LK: Their main concern was the schools—and I know a lot of people are still concerned about them. But we always felt that a lot of our children’s education was going to come from the family. Arthur, the curator, was on the Wilson High School team competing against public and private schools on a radio show called “It’s Academic” and they got to the finals. Education was always a big factor in bringing up our children. I read books to my children and we took many trips to the wonderful museums downtown. We thought we found people who shared our values. And we were right. And we weren’t afraid, you know. Maybe there was some doubt. But the determination to stay here was stronger than any doubt we might have had. I am glad we did stay. I think we made the best decision for our family. I didn’t want to move out to suburbia with all those cookie-cutter homes.
Q: Tell us about your experience in the neighborhood and its connections with DC more broadly.
LK: I joined the League of Women Voters because I hoped to get voting representation for the District of Columbia. I am not a real fan of statehood but I can remember my parents living in DC and every four years going to New Jersey to vote for the President, which at that time DC could not. When DC finally got the vote it was very important to me. I joined the League because I thought I could make a difference. Obviously I did not, but I did work on the household hazardous waste committee which I chaired. I was interested in the safe disposal of things like batteries, oil paints, antifreeze and the like. I have always been very interested in the environment. Clean water, clean air, and healthy food are an important part in my life. After reading up on household hazardous waste it occurred to me that the League could work with the city to set up a collection program for this. And we did. It used to be that the waste could be brought to a collection point at Carter Barron. Now you can bring it once a month to Fort Totten.
We used to be active up at the school working at the Lafayette Fair and raising a lot of money for the school. I also taught tennis at the 16th Street Courts.
Q: Tell us about that.
LK: After my children were all in school, I went back to playing tennis.
Q: Did you also teach up at the 33rd Street courts (Lafayette)?

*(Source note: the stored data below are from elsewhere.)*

PR #15725, opened 2026-05-30
fix(ai-sdk): return transformed elements in arrayOutputStrategy validation

### LINKED ISSUE #15707: arrayOutputStrategy.validateFinalResult discards coerced values, returning raw JSON instead of validated output (output-strategy.ts L244-251)
## Description

`arrayOutputStrategy.validateFinalResult` validates each element of the output array using `safeValidateTypes`, but silently discards the coerced value produced by the validator. It then returns the raw, pre-validation JSON array unchanged. As a result, any schema-level transformations -- including `.default()`, `.transform()`, `.coerce`, and Zod branded types -- are never applied to the final result returned to the caller.

## Affected Code

`packages/ai/src/generate-object/output-strategy.ts`, lines 241-251 (current HEAD):

```ts
const inputArray = value.elements as Array<JSONObject>;

// check that each element in the array is of the correct type:
for (const element of inputArray) {
  const result = await safeValidateTypes({ value: element, schema });
  if (!result.success) {
    return result;
  }
  // BUG: result.value (the coerced output) is never collected
}

return { success: true, value: inputArray as Array<ELEMENT> };
//                                ^^^^^^^^^^
// Returns the raw pre-coercion JSON, not the validated+transformed values
```

`safeValidateTypes` returns `{ success: true, value: T }` where `value` is the schema-coerced output. The loop checks for failure but never collects `result.value`. The function then returns `inputArray` -- the raw JSON -- bypassing all transformations.

## Why This Is a Bug

Zod and other validation libraries do not merely validate; they transform. When a schema has:

- `.default(...)` -- missing fields are filled in by the validator
- `.transform(...)` -- values are converted (e.g., string to Date, number to branded type)
- `z.coerce.*` -- type coercion (e.g., `z.coerce.number()` converts string "42" to 42)
- `.brand<...>()` -- branded types that wrap the value

...the coerced/transformed value lives in `result.value`, not in the original `element`. By discarding `result.value` and returning `inputArray`, the function silently delivers untransformed data to the caller. The caller receives a type that claims to be `Array<ELEMENT>` but is actually raw JSON that has not been processed by the schema.

## Reproduction

```ts
import { generateObject } from "ai";
import { z } from "zod";

const ElementSchema = z.object({
  name: z.string(),
  score: z.string().transform(s => parseInt(s, 10)), // transform: string -> number
  label: z.string().default("unlabeled"),             // default: fills missing field
});

const { object } = await generateObject({
  model: yourModel,
  output: "array",
  schema: ElementSchema,
  prompt: "Return 3 items with name and score fields only (omit label).",
});

// Expected: object[0].score is a number, object[0].label === "unlabeled"
// Actual:   object[0].score is still a string, object[0].label is undefined
//           Raw JSON returned; transforms and defaults were never applied
console.log(typeof object[0].score); // "string" instead of "number"
console.log(object[0].label);        // undefined instead of "unlabeled"
```

## Suggested Fix

Collect the coerced values from each `result.value` and return those instead of `inputArray`:

```ts
const inputArray = value.elements as Array<JSONObject>;
const coercedArray: Array<ELEMENT> = [];

for (const element of inputArray) {
  const result = await safeValidateTypes({ value: element, schema });
  if (!result.success) {
    return result;
  }
  coercedArray.push(result.value);
}

return { success: true, value: coercedArray };
```

This mirrors how a correct single-object path works: validate, then return `result.value`.

## Prior Issue

Issue #3635 was closed administratively without a fix being applied. The code at HEAD is unchanged from when that issue was filed -- the bug is still present.

## Related

A parallel defect exists in `generate-text` output handling where validated values are similarly discarded. That will be filed as a separate issue.

---

Reporter: Nexory

shujanislam:
## Background

When utilizing array-based structured outputs with a validation schema (e.g., Zod), schema transformations such as type coercion (`z.coerce`), defaults (`.default()`), and custom transforms (`.transform()`) were being silently lost. 

While individual elements in the array were successfully validated and transformed by `safeValidateTypes`, the `arrayOutputStrategy.validateFinalResult` function was discarding these valid, transformed outputs. Instead, it returned the original, raw JSON array received from the LLM, leading to unexpected runtime type discrepancies in downstream application logic.

## Summary

Refactored `arrayOutputStrategy.validateFinalResult` to properly map and accumulate the successfully validated and transformed elements returned by the schema validator. The function now constructs and returns a new array containing the transformed data rather than returning the raw, unvalidated input array.

## Manual Verification

Verified by passing an LLM array response through a Zod schema utilizing `z.coerce.date()` and `.default()` modifiers:
- **Before fix:** The resulting array contained raw ISO strings and missing properties where defaults should have been injected.
- **After fix:** The resulting array correctly contains instantiated JavaScript `Date` objects and all schema-defined default values, aligning perfectly with the inferred TypeScript types.

## Checklist

## Related Issues

Fixes #15707

### DIFF
--- a/.changeset/neat-apricots-swim.md
+++ b/.changeset/neat-apricots-swim.md
@@ -1,0 +1,5 @@
+---
+"ai": patch
+---
+
+Fixes generateObject array output to return schema-validated/transformed elements instead of raw JSON elements
--- a/packages/ai/src/generate-object/output-strategy.ts
+++ b/packages/ai/src/generate-object/output-strategy.ts
@@ -238,7 +238,8 @@ const arrayOutputStrategy = <ELEMENT>(
         };
       }
 
-      const inputArray = value.elements as Array<JSONObject>;
+      const inputArray = value.elements as Array<JSONValue>;
+      const resultArray: Array<ELEMENT> = [];
 
       // check that each element in the array is of the correct type:
       for (const element of inputArray) {
@@ -246,9 +247,11 @@ const arrayOutputStrategy = <ELEMENT>(
         if (!result.success) {
           return result;
         }
+
+        resultArray.push(result.value);
       }
 
-      return { success: true, value: inputArray as Array<ELEMENT> };
+      return { success: true, value: resultArray };
     },
 
     createElementStream(


lgrammel:
Closing this PR because issue #15707 has already been closed.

LK: It wasn’t as easy to teach there. At that time Chico—do you know Chico?—was there. I have a picture of him. Would you like to see it?
Q: Yes, please.
LK: I have to actually tell you that when I learned tennis, he was actually the one who taught me when I was living on Sheridan Street. Takoma Park Recreation Center was in my neighborhood and had tennis courts and Chico used to teach there. Well, my parents couldn’t afford tennis lessons. So I used to approach Chico with “Oh, Chico, how do you hit the forehand?” It’s funny, because the people Chico taught for money never did anything with their tennis. But the kids who played on public courts and didn’t take tennis lessons were the ones who became more serious with it. We really wanted to learn how to play.
When we moved here, I saw Chico and we revived our friendship. By that time I was a grown woman. Can you see the wooden tennis racquet in the photo?
Q: Yeah. So you deferred to Chico by taking students on the 16th Street courts.
LK: That’s right.
Q: So, how did this picture come to you?
LK: When he died, a man by the name of Sal Arrigo and I became the executors of Chico’s estate because he didn’t have a will. He had no family that we knew of so it was up to us to take possession of his property for him. This picture was in one of the boxes that he had.
Q: We have heard that his funeral was well attended.
LK: Yes. It was very nice. Two Catholic Priests played Spanish music on guitars and gave him a nice eulogy. He was buried in The Gate of Heaven cemetery in a plot that I selected.
Q: Where is that?
LK: On Georgia Avenue in Maryland. He wanted to be buried in a Catholic cemetery.